Claims 1-2 , 4-6, 13-14, and 19-23 are rejected under 35 U.S.C. 112(b) or 35 U.S.C. 112 (pre-AIA ), second paragraph, as being indefinite for failing to particularly point out and distinctly claim the subject matter which the inventor or a joint inventor (or for applications subject to pre-AIA 35 U.S.C. 112, the applicant), regards as the invention. The recitation “psychedelic drug or entheogen selected from the group consisting of” renders the claim indefinite because it’s unclear if what follows “selected from the group consisting of” limits “psychedelic drug or entheogen” or only limits “entheogen.” Further, claim 1 is directed to a “preformed nano-dimensional drug delivery composition,” however, its dependent claims variously refer to claim 1 as the “composition of claim 1” (claim 2 and 22-23) or “the nano-dimensional compositional structure of claim 1” (claims 4-6, 13-14, 19). It’s unclear why the dependent claims refer to claim 1 using different language. Further, the antecedent basis of “the nano-dimensional compositional structure of claim 1” in claims 4-6, 13-14 and 19 is unclear as claim 1 does not recite a nano-dimensional compositional structure. Regarding claims 20-21, it’s unclear how one can choose between “gums” and “pectin” as pectin is a type of gum. Further regarding claim 19, the claim depends from claim 1, however, claim 1 does not comprise a medicinal mushroom extract. It’s therefore unclear how claim 19, which recites the “composition structure of claim 1 comprising… medical mushroom extract” limits the claim.
Claim Rejections - 35 USC § 102
In the event the determination of the status of the application as subject to AIA 35 U.S.C. 102 and 103 (or as subject to pre-AIA 35 U.S.C. 102 and 103) is incorrect, any correction of the statutory basis for the rejection will not be considered a new ground of rejection if the prior art relied upon, and the rationale supporting the rejection, would be the same under either status.
The following is a quotation of the appropriate paragraphs of 35 U.S.C. 102 that form the basis for the rejections under this section made in this Office action:
A person shall be entitled to a patent unless –
(a)(1) the claimed invention was patented, described in a printed publication, or in public use, on sale, or otherwise available to the public before the effective filing date of the claimed invention.
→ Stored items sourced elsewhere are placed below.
PR #213, opened 2019-11-13
Fixing AI2Logo import that was causing react-router regression

aaronsarnat:
This PR attempts to fix the issue that was uncovered in https://github.com/allenai/ai2-web/pull/58


aaronsarnat:
Thanks for identifying the what and suggesting process of elimination! I just identified the who! :D

Merging on green.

(a)(2) the claimed invention was described in a patent issued under section 151, or in an application for patent published or deemed published under section 122(b), in which the patent or application, as the case may be, names another inventor and was effectively filed before the effective filing date of the claimed invention.
Claim 21 is rejected under 35 U.S.C. 102(a)(1) and (a)(2) as being anticipated by ES 2401185 T3 to Moodley (document already in record). Moodley teaches a nanoemulsion self-emulsifying drug delivery system (a nano-dimensional self-emulsifying drug delivery compositional structure) (abstract) consisting of: medicinal mushroom extract (page 8, last paragraph), phospholipids (lipids) (page 8, top line 1), chitosan (a polymer) (page 3, last paragraph), cellulose (page 3, last paragraph), mucoadhesive agents (fourth line from bottom), and surfactants (page 5, second full paragraph from bottom).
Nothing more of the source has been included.